Her legislative achievements included creating a flextime program for public employees, which has become the basis of such programs in the private sector. She also successfully sponsored the Women’s Economic Equality Act, which ended pension discrimination against women, provided job options for displaced homemakers, and enabled homemakers to open IRAs.

From 1988 to 1992, Ms. Ferraro served as a Fellow at Harvard University’s Institute of Politics.

In October 1993, she was appointed the United States Ambassador to the United Nations Human Rights Commission by President Clinton, and served in that position through 1996. During her tenure, the Commission for the first time condemned anti-Semitism as a human rights violation and prevented China from blocking a motion criticizing its human rights record. Prior to her nomination as Ambassador, Ms. Ferraro served as a public delegate to the Commission in February 1993 and as the alternate United States delegate to the World Conference on Human Rights held in Vienna in June 1993. She was appointed head of the U.S. delegation to the World Conference on Human Rights in Vienna shortly thereafter, and headed the delegation to China for the Fifth World Conference on Women.

From 1996 until 1998, Ms. Ferraro was a co-host of Crossfire, a political interview program, on CNN. She was also a partner in the CEO Perspective Group, a consulting firm which advises top executives.

In 1992 and 1998, Ms. Ferraro was an unsuccessful candidate for the Democratic nomination to the United States Senate.
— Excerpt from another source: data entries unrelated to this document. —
PR #15249, opened 2021-08-20
Refactor use of std::unique_ptr

Broxzier:
The first commit removes the unnecessary constructor calls and improves flexibility in case of typename changes.
All cases, except for the one in Context.cpp, are temporaries.

The second commit constructs arrays using `std::make_unique` instead of using new and passing it to the constructor.

The third commit refactors `LanguagePack` to return `std::unique_ptr` instead of raw pointers.

### DIFF
--- a/src/openrct2/CmdlineSprite.cpp
+++ b/src/openrct2/CmdlineSprite.cpp
@@ -185,7 +185,7 @@ bool SpriteFile::Save(const utf8* path)
 static bool SpriteImageExport(const rct_g1_element& spriteElement, const char* outPath)
 {
     const auto pixelBufferSize = spriteElement.width * spriteElement.height;
-    std::unique_ptr<uint8_t[]> pixelBuffer(new uint8_t[pixelBufferSize]);
+    auto pixelBuffer = std::make_unique<uint8_t[]>(pixelBufferSize);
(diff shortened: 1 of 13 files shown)


ZehMatt (approved):
Good stuff

src/openrct2/CmdlineSprite.cpp
```diff
@@ -185,7 +185,7 @@ bool SpriteFile::Save(const utf8* path)
 static bool SpriteImageExport(const rct_g1_element& spriteElement, const char* outPath)
 {
     const auto pixelBufferSize = spriteElement.width * spriteElement.height;
-    std::unique_ptr<uint8_t[]> pixelBuffer(new uint8_t[pixelBufferSize]);
+    std::unique_ptr<uint8_t[]> pixelBuffer = std::make_unique<uint8_t[]>(pixelBufferSize);
```
tupaschoal, line 188: Maybe use `auto` on the left hand side now? (No idea why GH is not allowing me to suggest it)

(Applies to all of https://github.com/OpenRCT2/OpenRCT2/pull/15249/commits/dee05d7edb25630c5fb69cfd4ad33d5f4ae3ed35)

tupaschoal (approved):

In February 2007, Ms. Ferraro became a principal in the government relations practice of Blank Rome LLP, where she counseled clients on a wide range of public policy issues. Prior to joining Blank Rome, Ms. Ferraro chaired the Public Affairs practice of the Global Consulting Group (GCG), a leading international communications firm.

In a statement released shortly after her death, her family said “Geraldine Anne Ferraro Zaccaro was widely known as a leader, a fighter for justice, and a tireless advocate for those without a voice. To us, she was a wife, mother, grandmother and aunt, a woman devoted to and deeply loved by her family. Her courage and generosity of spirit throughout her life waging battles big and small, public and personal, will never be forgotten and will be sorely missed.”